India is joining hands with four other top developing economies to set up a $100 billion fund that could help it weather currency storms like the one that has blown the rupee away this year.
The biggest of the five Brics economies, China, will contribute $41 billion, while India,
Brazil and Russia will pay in $18 billion and South Africa $5 billion, officials said on Thursday after the group of leaders met informally on the margins of the G20 summit in this Russian city.
The fund, or Contingency Reserve Arrangement (CRA), could become a reality next year, though hurdles remain. It is expected to function as a second layer of cushion after domestic foreign exchange reserves.
In effect, much like a chit fund or a group insurance scheme in the case of individuals, these economies can lean on each other's reserves through the CRA in proportion to their contribution and use any borrowing from the International Monetary Fund (IMF) only as a last resort.
The IMF imposes stringent, politically challenging conditions that these economies want to avoid.
India has reserves of $278 billion, enough for about 7 months imports. It has been dipping into its reserves to defend the rupee, which has fallen by about 20% this year. Central banks sell dollars in the market to prop up the value of their national currency vis-à-vis the dollar.
The Brics fund was proposed at a meeting of the group in Durban earlier this year, and bringing it to life has become more urgent as global funds exit emerging markets for a resurgent United States, battering the currencies of developing countries.
The leaders of the five emerging economies said "good progress" had been made towards the CRA and the Brics-led "New Development Bank" (NDB), which will have a startup capital of $50 billion.
"In the list of the progress achieved in the negotiations of the NDB and the CRA, the Brics leaders expect tangible results by the time of the next Summit," the statement said. However, foreign secretary Sujata Singh said there were further details still to be considered.
"I don't think you can put a timeline on this," she said.
Prime Minister Manmohan Singh met his Brics counterparts ahead of the bigger summit of 20 leading global economies taking place in this picturesque city of canals and spires, which is also the hometown of Russian president Vladimir Putin.
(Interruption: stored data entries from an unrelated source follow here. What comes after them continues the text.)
PR #224, opened 2020-12-01
[newrelic-logging] Adds option for additional filter from values file

elialgranti:
#### Is this a new chart
No
#### What this PR does / why we need it:
This change allows adding additional filters to fluent bit from the values file. Currently this requires downloading and modifying the chart.
I've used this to add logtype attributes to logs.
#### Which issue this PR fixes
*(optional, in `fixes #<issue number>(, fixes #<issue_number>, ...)` format, will close that issue when PR gets merged)*
  - fixes #

#### Checklist
[Place an '[x]' (no spaces) in all applicable fields. Please remove unrelated fields.]
- [x] Chart Version bumped
- [x] Variables are documented in the README.md
- [x] Title of the PR starts with chart name (e.g. `[mychartname]`)

PR #609, opened 2021-11-29
[newrelic-logging] add support for extra log filters

els-ipatel:
#### Is this a new chart

No, this is a feature addition to existing `newrelic-logging` chart.

Currently if custom log filtering rules want to be applied, a full copy of `fluentBit.config.filters` would need to be made in order to maintain the default configuration provided (i.e. https://github.com/newrelic/helm-charts/blob/master/charts/newrelic-logging/values.yaml#L65). This PR introduces the ability to specify `extraFilters` value, where custom filters would be appended to the default filter configuration. This is especially useful during chart upgrades, as the default filter values may change in future versions, with the use of a separate parameter for custom filters, chart users only need to be concerned about maintaining their specific configuration. 

  - fixes #

This PR is similar to https://github.com/newrelic/helm-charts/pull/224 - which seems to be stale.

#### Checklist
- [x] Chart Version bumped

### DIFF
--- a/charts/newrelic-logging/templates/configmap.yaml
+++ b/charts/newrelic-logging/templates/configmap.yaml
@@ -17,6 +17,9 @@ data:
     {{- else }}
       {{- .Values.fluentBit.config.filters | nindent 4 }}
     {{- end }}
+    {{- if .Values.fluentBit.config.extraFilters }}
+      {{ .Values.fluentBit.config.extraFilters | indent 4}}
+    {{- end }}
     {{- if .Values.fluentBit.config.outputs }}
       {{- .Values.fluentBit.config.outputs | nindent 4 }}
     {{- end }}
--- a/charts/newrelic-logging/Chart.yaml
+++ b/charts/newrelic-logging/Chart.yaml
@@ -1,7 +1,7 @@
 apiVersion: v1
 description: A Helm chart to deploy New Relic Kubernetes Logging as a DaemonSet, supporting both Linux and Windows nodes and containers
 name: newrelic-logging
-version: 1.10.5
+version: 1.11.0
 appVersion: 1.10.0
 home: https://github.com/newrelic/kubernetes-logging
 icon: https://newrelic.com/assets/newrelic/source/NewRelic-logo-square.svg
--- a/charts/newrelic-logging/README.md
+++ b/charts/newrelic-logging/README.md
@@ -145,6 +145,7 @@ See [values.yaml](values.yaml) for the default values
 | `fluentBit.config.service` | Contains fluent-bit.conf Service config                                                                                             |    |
 | `fluentBit.config.inputs` | Contains fluent-bit.conf Inputs config                                                                                             |    |
 | `fluentBit.config.filters` | Contains fluent-bit.conf Filters config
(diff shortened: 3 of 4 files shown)


jsubirat (commented):
Hi @els-ipatel , many thanks for your contribution! We've been considering your change, and we'd be more inclined in introducing a more general setting, `fluentBit.config.extraConfig`, that would allow the user to specify additional configuration but not limited to filters: they would then be able to specify extra INPUTs or OUTPUTs, for instance. Would it be possible for you to rename `fluentBit.config.extraFilters` to `fluentBit.config.extraConfig`, instead? Thank you very much in advance.

els-ipatel:
@jsubirat I did think of this approach initially but decided not to pursue as the construct of this section of the fluenbit config is in the form of a pipeline where config stanzas are positional. My thoughts were this could get quite tricky to keep track of if using a single value for multiple config options and in some cases would not work - e.g. if there is a requirement to add INPUT, FILTER and OUTPUT custom config. At the same time I appreciate this is a NewRelic specific chart and the intended use may not stretch to this type of requirement?

jsubirat:
> @jsubirat I did think of this approach initially but decided not to pursue as the construct of this section of the fluenbit config is in the form of a pipeline where config stanzas are positional. My thoughts were this could get quite tricky to keep track of if using a single value for multiple config options and in some cases would not work - e.g. if there is a requirement to add INPUT, FILTER and OUTPUT custom config. At the same time I appreciate this is a NewRelic specific chart and the intended use may not stretch to this type of requirement?

Hi @els-ipatel , thank you for your answer. Indeed, what you mention makes sense. Could I please ask you to then create three separate "extraXXX" sections: `extraInputs`, `extraFilters` and `extraOutputs`?

els-ipatel:
@jsubirat updated PR as requested.

charts/newrelic-logging/templates/configmap.yaml
```diff
@@ -12,14 +12,23 @@ data:
     {{- if .Values.fluentBit.config.inputs }}
       {{- .Values.fluentBit.config.inputs | nindent 4 }}
     {{- end }}
+    {{- if .Values.fluentBit.config.extraInputs }}
+      {{ .Values.fluentBit.config.extraInputs | indent 4}}
```
jsubirat, line 16: Hi @els-ipatel , I tested the Helm chart installation with extraInputs/extraFilters/extraOutputs and found that this `indent` needs to be a `nindent` instead (like the rest in this file). Otherwise, the resulting Fluent Bit configuration has an invalid indentation. Could you please correct this? Thank you.

jsubirat (changes requested):

charts/newrelic-logging/templates/configmap.yaml
jsubirat: Also please note that a `-` is missing after the `{{-` in these lines for the resulting indentation to be correct. Here is how it should look like everywhere:
```
{{- .Values.fluentBit.config.extraInputs | indent 4 }}
```

els-ipatel: fixed.

jsubirat (approved):
Thank you @els-ipatel for your patience addressing all the comments. It looks good, now! I proceed to merge it.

As expected the Brics leaders also called on the US and other developed economies to consider the impact of their monetary policies on emerging economies
"They emphasised that the eventual normalisation of monetary policies needs to be effectively and carefully calibrated and clearly communicated," the Indian delegation said in a statement after the Brics meeting.
"There was general concern over the spillover effect (of monetary policies)," foreign secretary Singh told reporters. However, Brics members at the summit will only speak as individuals at the summit, not as an official caucus.
While the main summit attention is on planned military action by the US in Syria being staunchly resisted by host Putin, the sideshow on the currency issue is no less significant because the official agenda of the summit is on economic growth and jobs.
The Brics group emphasises the interconnectedness of economies in the age of globalisation and is serving as a strong pressure group within the G20.